The dark moustache of his youth has given way to a long white beard, but the deeply spiritual Agam remains serious, sharp and agile. He is at work on a show to be unveiled in his adopted city of Paris in October that he promises is “completely new.”
Agam also has been jet-setting to birthday parties in his honor in Miami, Detroit and New York City, where on Monday the French and Israeli consulates held a joint event in honor of Israel’s 60th anniversary and “80 years of Agam.”
He also aspires to win a Nobel Prize for an award-winning educational program he developed that strengthens visual skills and memory in preschool children. Many schools across Israel have implemented the Agam Smarts program.
In visual cognition tests conducted by the Weizmann Institute of Science in Rehovot, children were asked to identify shapes in complex drawings. Those who participated in the exercises outperformed those who did not.
“This will be my greatest contribution, as important as my artwork,” Agam said. “Because if we can learn a new way to see, we can unleash creativity, and creativity brings solutions to the world.”
His own creations run counter to the time-bound nature of most artworks he saw as a young man.
Viewing a painting was like “looking at a gravestone,” he said. “It was in the past and never changing.”
The concept was at odds with the kabbalistic upbringing by his father, Rabbi Yehoshua Gibstein, the author of several books on Jewish spirituality who also was known to doodle on napkins.
Agam married a basic premise of Jewish mysticism – that one never stops transforming as long as one is alive – to kinetic art, a movement that incorporates motion into artistic expression. The movement, which has existed since the early 20th century, is best represented in the larger art world by sculptor Alexander Calder.
Among Agam’s greatest works reflecting this aesthetic are the monumental fountain integrating sculpture, light and the musical orchestration of water jets in La Defense, Paris’ business district; the Dizengoff Plaza fountain of water, fire and music in Tel Aviv; and countless “Agamographs,” many of them containing Jewish subject matter, which present different images depending on the viewing angle.
The works all contain the colors of the rainbow, a universal image that Agam has called God’s first gift of art to man.
Not everyone agrees that Agam’s oeuvre will stand the test of time. Some critics contend that Agam has made a career of one idea and never evolved, while others call it a fertile concept that has sustained him for more than 60 years of making art.
“I think he’s a stone genius,” said Morris Shapiro, the gallery director at ParkWest Gallery in Southfield, Mich., which has exhibited and sold Agam for decades, and also hosted a birthday party for him May 18 in Detroit. “He took up the thread of aesthetics that had been cast aside by conceptual artists such as Marcel DuChamp, added the dimensions of time and space, and taken painting to another level.”
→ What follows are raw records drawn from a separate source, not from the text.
Issue #57, opened 2019-09-16
[yue] Cantonese support


lfashby:
[yue] is ISO 693-3 only, but should be handled by [languagecodes.py](https://github.com/kylebgorman/wikipron/blob/master/wikipron/languagecodes.py) in the same way that [nci] for Classical Nahuatl and [hbs] for Serbo-Croatian are. 

Nonetheless, [yue] pulls nothing in phonetic and phonemic modes and does not even seem to begin scraping.

jacksonllee:
The reasons why WikiPron v0.1.1 doesn't work for Cantonese:
1. The entries under "Cantonese" on Wiktionary all use the Jyutping romanization as the head word (see [here](https://en.wiktionary.org/wiki/Category:Cantonese_terms_with_IPA_pronunciation)), which means all the entries have a numeral (which denotes tone).
2. Because WikiPron [skips entries where the head word has a numeral](https://github.com/kylebgorman/wikipron/blob/cf0e54787cf301436003436583fd80ef1cc28c82/wikipron/config.py#L185-L187), all Cantonese entries are simply skipped.

Interestingly, the entries under "Chinese" instead use the Chinese characters as the head word, and have the IPA transcriptions for various Chinese languages, including Cantonese (e.g., check out [this entry](https://en.wiktionary.org/wiki/%E9%A6%99%E6%B8%AF#Chinese) for "Hong Kong"). To scrape for Cantonese, perhaps we should target these entries under "Chinese" on Wiktionary and get the head word (= Chinese characters) as the "graphemes", and then narrow down to the Cantonese IPA pronunciation as the phonemes. (Targeting the romanization as the graphemes would be rather uninteresting for G2P...)

That being said, getting Cantonese data through WikiPron (as described in the previous paragraph) is probably not our priority right now, as the data would be less relevant for grapheme-to-phoneme modeling but more about romanization / de-romanization (is this a word?).

kylebgorman:
After talking with @lfashby I'm now convinced that the Latin and Japanese issue and the Cantonese/Chinese/Khmer/Thai issue are fundamentally the same---`Config` needs to be able to inspect `self.language` and return the appropriate selectors for both grapheme and phoneme.

jacksonllee:
#277 checked in the code to handle the scraping of Cantonese data, but we have yet to actually get the Cantonese TSV files.

kylebgorman:
I just reinstalled from HEAD and I'm getting an unrelated issue:

```
[...]

PR #61, opened 2019-10-02
TSV files for all Wiktionary languages with over 1000 entries

lfashby:
-Adds tsv files in wikipron/langauges/wikipron/tsv_files
-Adds a readme in wikpron/languages/wikipron 

The tsv file names are formatted as such: iso693-2(B)code_phonetic/phonemic
(If the language only has an iso639-3 code then that code is used. If a language doesn't have any phonetic entries on Wiktionary, then it will not have a phonetic file. Same goes for phonemic.)

The readme tsv file link links to the file (phonetic or phonemic) with more entries. I tried to determine whether or not to apply case-folding for each language, but may have gotten it wrong for a few languages. If you see any instances in the readme where I incorrectly applied or failed to apply case-folding then let me know and I can rerun those languages if need be.

I will add Russian once I have it, but it may take quite a long time to get it. I can also add all languages with more than 100 but less than 1000 entries in the same pull request as Russian if you'd like those files as well. I can submit a pull request for the code that generated all these files after that.


kylebgorman:
Cool! Could you also check in the code (I'm not seeing it on the file list but I may have missed it given how many files are involved here)? We can talk offline if there's any major concerns there or if you want to do a first-pass review before adding it to the PR.

Hey @jacksonllee (added as a reviewer) should this sort of thing go in the human-readable changelog too or should we reserve that for changes to the module itself?

kylebgorman:
One minor suggestion: `tsv_files` is redundant (what else would they be but files?) so just use `tsv`. `git mv` should be able to handle this.

lfashby:
I added the code. It is in the /src folder but it might be easier to view it by just going to my repository and looking at the tsv_files branch wikipron/languages/wikpron/src.scrape_and_write.py is what generated the tsv files and readme. codes.py and readme_insert.py both help out with certain aspects of what is needed to run scrape_and_write.py. Each has a comment at the top explaining what it does.

lfashby:
Hi there, 

I made the above changes you asked for. The new `languages/wikipron/README.md` explains broadly what the scripts do and then provides a list of steps to follow to update the dataset. 

I elected to just use `readme_insert.py` within `scrape_and_write.py` as the default method for adding to the tsv-table readme because I suppose now that the table has been made, we won't really ever be in a scenario where we only want to append to the end of it. We're either going to be updating the rows already in the table, or adding new rows throughout. 

If you have any issues with the new README please let me know. (The process for adding case-folding settings for new languages is a bit convoluted, but I'm not sure how to make it any simpler.)
I referred to the scrape function in `/wikipron/scrape.py` as the 'Wikipron scrape method' as I believe that is what we'd call such things with Javascript. Perhaps that is wrong and it would make more sense to just call it the 'Wikipron scrape function'?

kylebgorman:
Don't know anything about the Javascript world but in every language I'm familiar with a "method" is what we call class functions (which may be "instance methods" which have access to the variables of an instance of the class, "class methods" which build an instance,  or "static methods" which are defined within a class but don't get access to any instance). `def foo(x)` is a function; `class Foo: def bar(self, x)` is a method.

lfashby:
I see, so then to access the `bar` method in `class Foo: def bar(self, x)` you would use `Foo.bar(x)`.

But if I have something like:
```
import wikipron

for (word, pron) in wikipron.scrape(config):
  ...
```
Then the `.scrape(...)` is not actually method because `wikipron` isn't a class, it just happens to look like you are accessing a class function?

kylebgorman:
On Sat, Oct 5, 2019 at 2:02 PM Lucas Ashby <notifications@github.com> wrote:

> I see, so then to access the bar method in class Foo: def bar(self, x)
> you would use Foo.bar(x).
>
No, you'd construct an instance of `Foo` (call it `foo`) and then do
`foo.bar(x)`. `Foo.bar(x)` will give a syntax error (for a variety of
reasons). Can explain later.

> But if I have something like:
>
> import wikipron
>
> for (word, pron) in wikipron.scrape(config):
>   ...
>
> Then the .scrape(...) is not actually method because wikipron isn't a
> class, it just happens to look like you are accessing a class function?
>
Right, modules and classes are both namespaces as far as Python is
concerned so they have a similar syntax even if they're different things.

lfashby:
> No, you'd construct an instance of `Foo` (call it `foo`) and then do `foo.bar(x)`. `Foo.bar(x)` will give a syntax error (for a variety of reasons). Can explain later.

Right, I'm remembering a bit more about classes/objects now and that you have to 'instantiate' a class before you can use it. (I think I just used to call most things a method if you used dot notation to access it.)

I'll change the readme to say 'Wikipron's scrape function' but won't push it up unless you are all comfortable with the rest of it.

languages/wikipron/src/codes.py
```diff
@@ -0,0 +1,174 @@
...
+            isolate_language_category = re.search(
+                r"(\s+)terms(\s+)",
+                v["title"]
+            )
+            yield (
+                v["title"][0:isolate_language_category.start()],
+                num_of_pages
+            )
+        else:
+            continue
```
jacksonllee: This `else: continue` bit seems unnecessary, since the code will `continue` anyway if the if-condition is false?

languages/wikipron/src/codes.py
```diff
@@ -0,0 +1,174 @@
...
+def main():
+    new_languages = {}
+    failed_languages = {}
+    prev_languages_file = open("languages.json", "r")
+    prev_languages = json.load(prev_languages_file)
+    language_codes_file = open("iso-639-3_20190408.tsv", "r")
+    iso_list = csv.reader(language_codes_file, delimiter="\t")
+
+    for lang_page_title, total_pages in cat_members():
+        lang = {}
```
jacksonllee: It'd be nice to add a `print` line (as simple as `print(lang_page_title)`, for instance) at the beginning of the iteration, so that we see the script is chugging along.

languages/wikipron/src/codes.py
```diff
@@ -0,0 +1,174 @@
...
+            new_languages.update(lang)
+        else:
+            lang[wiktionary_code] = {
+                "wiktionary_name": wiktionary_name,
+                "total_pages": total_pages
+            }
+            failed_languages.update(lang)
+        # Reset to beginning of tsv file
+        # Else we will continue for loop from index of last match
+        language_codes_file.seek(0)
```
jacksonllee: It seems a bit odd to do this. It almost looks like we'd want to read in the language code TSV file once and keep a lookup table in memory, so as to avoid accessing the file in every iteration inside this `foo` loop. But I understand rewriting this would be a bit too substantial, probably not worth for this PR.

languages/wikipron/src/scrape_and_write.py
```diff
@@ -0,0 +1,123 @@
+import wikipron
+from readme_insert import readme_insert
+from datetime import datetime
+from time import sleep
+import requests
+import os
+import json
+
+
+def call_scrape(lang, config, file_extension):
```
jacksonllee: `file_extension` -> `filename_suffix` or similar? (The term file extension makes me think of `.tsv`, `.py`, etc. instead.)

languages/wikipron/src/scrape_and_write.py
```diff
@@ -0,0 +1,123 @@
...
+            requests.exceptions.ConnectionError
+        ) as err:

Agam has an ardent following among Jews and non-Jews. Dr. Steven Eisen of Las Vegas and his wife, Stacey, own 12 Agamographs. Eisen’s appreciation of the artist’s work is twofold.
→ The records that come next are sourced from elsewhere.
PR #1466, opened 2016-08-04
Fix UnicodeDecodeError in get_cifar on python3

Fohte:
This PR fixes `UnicodeDecodeError` in `chainer.datasets.get_cifar10` and `chainer.datasets.get_cifar100` when using Python 3.

The following code raises error:
```python
import chainer
chainer.datasets.get_cifar10()
```

And give a trackback:
```
Downloading from https://www.cs.toronto.edu/~kriz/cifar-10-python.tar.gz...
  File "/home/fohte/.pyenv/versions/3.5.2/lib/python3.5/site-packages/chainer/datasets/cifar.py", line 43, in get_cifar10
    raw = _retrieve_cifar('cifar-10')
  File "/home/fohte/.pyenv/versions/3.5.2/lib/python3.5/site-packages/chainer/datasets/cifar.py", line 144, in _retrieve_cifar
    return download.cache_or_load_file(path, creator, numpy.load)
  File "/home/fohte/.pyenv/versions/3.5.2/lib/python3.5/site-packages/chainer/dataset/download.py", line 145, in cache_or_load_file
    content = creator(temp_path)
  File "/home/fohte/.pyenv/versions/3.5.2/lib/python3.5/site-packages/chainer/datasets/cifar.py", line 126, in creator
    d = pickle.load(archive.extractfile(file_name))
UnicodeDecodeError: 'ascii' codec can't decode byte 0x8b in position 6: ordinal not in range(128)
```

“I like the dynamism and the painstaking effort of using hundreds of different colors – that’s what catches my eye,” Eisen said. “I also like the Jewish symbols represented. They mean something to us. It’s certainly nice to have Jewish references in our art collection.”
The Eisens, active synagogue-goers, are considering building a larger home because they are running out of wall space.
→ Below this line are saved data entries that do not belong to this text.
PR #1467, opened 2016-08-06
deconvolution size calculation, odd case

cryptexis:
When let's say the width of the input size  is even and kernel is odd during the convolution step we lose from 1-3 pixels, due to integer operation in the division part of convolution size equation:
 (size + p * 2 - k) // s

However during the inverse calculation in deconvolution operation s * (size - 1) + k - 2 * p this loss is not included. 
This issue can be solved by adding k%s term.

### DIFF
--- a/chainer/utils/conv.py
+++ b/chainer/utils/conv.py
@@ -15,11 +15,10 @@ def get_deconv_outsize(size, k, s, p, cover_all=False):
     if cover_all:
         return s * (size - 1) + k - s + 1 - 2 * p
     else:
-        if size%2 == 0 and k > 1 and k%2 == 1:
-            return s * (size - 1) + k - 2 * p + k%s
+        if size % 2 == 0 and k > 1 and k % 2 == 1:
+            return s * (size - 1) + k - 2 * p + k % s
         else:
             return s * (size - 1) + k - 2 * p
-
 
 
 def im2col_cpu(img, kh, kw, sy, sx, ph, pw, pval=0, cover_all=False):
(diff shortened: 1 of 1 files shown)


t-abe:
Thank you for your PR.

I probably understand your idea.
However, I think there is ambiguity in deconvolution output size.

For example, when ``k=5, s=2, p=2`` and the width of input size is 4, it is impossible to determine which 7 or 8 correct output width is.
Because we get size-4 output when we apply ``k=5, s=2, p=2``-convolution on both 7-size and 8-size inputs.

We can specify the output size by ``out_size`` option of Deconvoluition2d.
I think we should use this option in this case.

cryptexis:
thanks for the prompt response.

you're right :) but what if I don't want to specify the output size? What if my network can get any input size and then it should figure out itself what size should be there ?
For example: https://github.com/yusuketomoto/chainer-fast-neuralstyle/blob/master/net.py
Here the paper clearly says that StyleNet should be built on kernel size 3 both for convolution and deconvolution. What should one do there ? StyleNet has the ability to take any size input.

Thanks

t-abe:
> what if I don't want to specify the output size? What if my network can get any input size and then it should figure out itself what size should be there ?

This is not excellent solution.
You can change links.Deconvolution2D's member ``.out_size`` after initialization.
So you can calculate outsize by your get_deconv_outsize from the actual size of the inputl.
Then you can set ``out_size`` before deconvolution is called as follows:

```
def __call__(self, x, ...):
  h = self.conv(x)
  out_h = your_get_deconv_outsize(h.data.shape[2], k=5, s=2, p=2)
  out_w = your_get_deconv_outsize(h.data.shape[3], k=5, s=2, p=2)
  h = self.deconv(h, outsize=(out_w, out_h)
  ...
```

cryptexis:
hehe, thanks will try it and let you know :)

t-abe:
Thank you.
I am going to close this PR.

Chris Cameron, of Beverly Hills, Mich., who is a Christian, owns nine Agam works of various sizes and shapes, including two paintings with movable pieces, and an Agam necklace made up of nine concentric circles that can be taken apart and rearranged.
Cameron says she is intrigued not only by Agam’s intellect, but also his religious beliefs.
“I’ve gained an appreciation of his religion through his art,” she says. “There’s a lot more going on in the painting than what meets the eye initially.”
Such comments would seem to mirror Agam’s understanding of his own work.
“Central to Judaism is its emphasis on life, and the only constant in life is change,” the artist said. “This is what I’ve incorporated into my art, and today’s society is finally starting to understand this.”